The row between the European Union and the United Kingdom over the AstraZeneca vaccine is again heating up, with European Commission chief Ursula von der Leyen warning that the bloc could stop its exports from the EU.
“We have the option of prohibiting a planned export,” von der Leyen said in an interview with Germany’s Funke Mediengruppe over the weekend.
That is the message to AstraZeneca: You first fulfill your contract with Europe before you start delivering to other countries,” she added.

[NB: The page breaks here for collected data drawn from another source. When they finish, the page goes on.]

Issue #664, opened 2023-10-25
Add short links feature


ReidyT:
Explanation from @spaenleh :
A short link allows to access content by using a shorter identifier.
A short link is essentially a hard-coded redirection.
A short link is associated with a view: builder / player / library
A short link can be a random string automatically generated or an alias defined by the user.
A short link is unique.
A short link can be created by an administrator and is managed by him.
A short link can be deleted revoked, in which case it won't redirect to the content anymore.
A revoked short link can be used again to link to a different content.
Content targeted by a short link is subject to standard access permissions.
A short link is a set of minimum 6 chars and up to 255
A short link alphabet is: a-z, A-Z, 0-9,-_.*+  Explicitly disallowed chars are ?/#;,:%&()=## Implementation
Short links are stored in a new table.
They have :
- id: unique UUIDv4 for the link -- should this be the short link identifier ? like hello-world ?
- name: the short link identifier
- item_path: FK to an item
- createdAt: creation timestamp

PR #672, opened 2023-11-02
feat: add short links routes (#664)

ReidyT:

For background: The latest comments come after the pharmaceutical giant announced another shortfall in expected vaccine deliveries to the EU last week. Von der Leyen slammed AstraZeneca for alleged under-production and under-delivery, blaming them in part for the slow vaccine rollout in Europe.
Multiple UK media on Monday morning reported that Prime Minister Boris Johnson will be contacting individual EU leaders to urge them not to support the idea of a block on vaccine exports ahead of an EU leaders’ meeting Thursday, although Downing Street declined to comment when contacted by CNN.

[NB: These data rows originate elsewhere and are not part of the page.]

PR #673, opened 2023-11-02
fix: filter sentry events at the source

spaenleh:
In this PR I add an option to filter events we send to sentry.


pyphilia (approved):
LGTM 👍

PR #680, opened 2023-11-03
fix: update to sdk 2.0.0

### LINKED ISSUE #679: Check whether childrenOrder exists
Because of legacy data, the following fails if the folder does not have a defined order.

https://github.com/graasp/graasp/blob/ac346f70a8a498077f2edd682ba9842108a68a64/src/services/item/service.ts#L108

spaenleh:
- fix: mismatched types from sdk update
- fix: use optional on folder extra that might be empty fix #679

### DIFF
--- a/src/services/item/plugins/published/plugins/search/meilisearch.ts
+++ b/src/services/item/plugins/published/plugins/search/meilisearch.ts
@@ -163,8 +163,9 @@ export class MeiliSearchWrapper {
       content: await this.getContent(item),
       isPublishedRoot: isPublishedRoot,
       isHidden: isHidden,
-      createdAt: item.createdAt,
-      updatedAt: item.updatedAt,
+      // todo: fix these types
+      createdAt: item.createdAt.toISOString(),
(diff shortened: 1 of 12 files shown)


ReidyT (approved):

src/services/item/plugins/published/plugins/search/meilisearch.ts
```diff
@@ -163,8 +163,9 @@ export class MeiliSearchWrapper {
       content: await this.getContent(item),
       isPublishedRoot: isPublishedRoot,
       isHidden: isHidden,
-      createdAt: item.createdAt,
-      updatedAt: item.updatedAt,
+      // todo: fix these types
```
pyphilia, line 166: Still need to be fixed?

pyphilia (approved):

src/services/item/plugins/published/plugins/search/meilisearch.ts
spaenleh: Yes it uses the type from sdk and it expects a string and we give it a Date ...

PR #687, opened 2023-11-10
fix: add missing client hosts and move workflows back here

spaenleh:
This PR refactors the deployment workflows

This PR adds the missing client hosts to support redirection when logging in from `Account` or `Analytics` with the `?url` param.
We also:
- rename deploy workflows
- upgrade node version set in package.json
- upgrade yarn

Variables and workflows have been migrated in:
- [x] dev
- [x] stage
- [x] prod


pyphilia (approved):
LGTM ⚜️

Asked on Sunday about the risk of the EU blocking vaccine exports to the UK, British Defense Secretary Ben Wallace warned the European Commission that the “world is watching what happens.”
“The European Union will know that the rest of the world is looking at the Commission about how it conducts itself on this and if, if, if contracts get broken and undertaken, you know that that is a very damaging thing to happen for a trading bloc that prides itself on the rule of law, prides itself on following you know contracts being an open trading bloc,” Wallace told Sky News.